◆ EXERCISE DIRECTIONS: Wherever the string "like" occurs in a line of these records, report that line.

● ● ● ● ● ● ●

PR #4641, opened 2025-04-26
Add codespell pre-commit hook and fix spelling

### LINKED ISSUE #4639: Add spell checker to pre-commit?
Will remove some annoying mistakes and pushing again etc.

oscargus:
Closes #4639 (didn't really plan to do this today...)

The big change in pyproject.toml is a consequence of auto-formatting in my editor. Only change is the addition of the codespell section.


pyproject.toml
```diff
@@ -3,39 +3,39 @@ requires = ["setuptools", "wheel"]
...
-    [[tool.towncrier.type]]
-        directory = "removal"
-        name = "Deprecations and Removals"
-        showcontent = true
-
-    [[tool.towncrier.type]]
-        directory = "change"
-        name = "Changes"
-        showcontent = true
+package = "cocotb"
```
ktbarrett, line 6: IIRC I've proposed removing the unnecessary indentation here before and someone getting mad about it. But that's not a problem if I'm the approver 😁

pyproject.toml
```diff
@@ -73,20 +73,11 @@ ignore = [
 
 [tool.ruff.lint.per-file-ignores]
 # necessary because of how file is included into documentation
-"examples/doc_examples/quickstart/test_my_design.py" = [
-    "E402",
-    "F811",
-]
+"examples/doc_examples/quickstart/test_my_design.py" = ["E402", "F811"]
```
ktbarrett, line 76: Now the below changes I'm not a fan of. Splitting these out onto multiple lines is nice to potentially add comments as to "why" it was set. Do you have a toml formatter in your editor?

ktbarrett (approved):
Thanks for this.

pyproject.toml
oscargus: This is the "Even better TOML"-plugin for VS Code. 2.9M installs. I guess the rationale used is that if it fits on a single line, then use a single line. But also that it wouldn't do this if there were comments per line.

I read up a bit more and did now add formatting of `pyproject.toml` with a custom formatting that kept the previous indentation of subtables. The setting is also used for the VS Code plugin.

There is no setting for always breaking arrays into separate lines, but one can see from some other places in the file, like `extend-select` that it will keep separate lines if there are comments.

pyproject.toml
oscargus: There are two settings, see https://taplo.tamasfe.dev/configuration/formatter-options.html

indent_tables: Indent subtables if they come in order.
indent_entries: Indent entries under tables. 

I activated indent_tables, but not indent_entries. This keeps parts of it, but also indents some of the other subtables. I, sort of, see the point of indenting subtables, but not really the entries. But can be discussed and I can do any setting that is agreed on. (A minor issue is that the VS Code extension seems to use four spaces rather than two, independent of the setting... So I set four spaces now just to have it consistent.)

ktbarrett:
Let's just not attempt to solve the pyproject.toml formatting this PR. I really don't like how that formatter decides to collapse multi-line expressions. No other formatter does that. black/ruff use "magic commas" and this ignores that.

oscargus:
Sure, I removed the last commit and the reformatting of pyproject.toml (so inconsistent formatting, but nothing changed, just added to it).

ktbarrett (approved):

cmarqu (approved):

● ● ● ● ● ● ●

◆ RESULT BELOW:
There is no setting for always breaking arrays into separate lines, but one can see from some other places in the file, like `extend-select` that it will keep separate lines if there are comments.
Let's just not attempt to solve the pyproject.toml formatting this PR. I really don't like how that formatter decides to collapse multi-line expressions. No other formatter does that. black/ruff use "magic commas" and this ignores that.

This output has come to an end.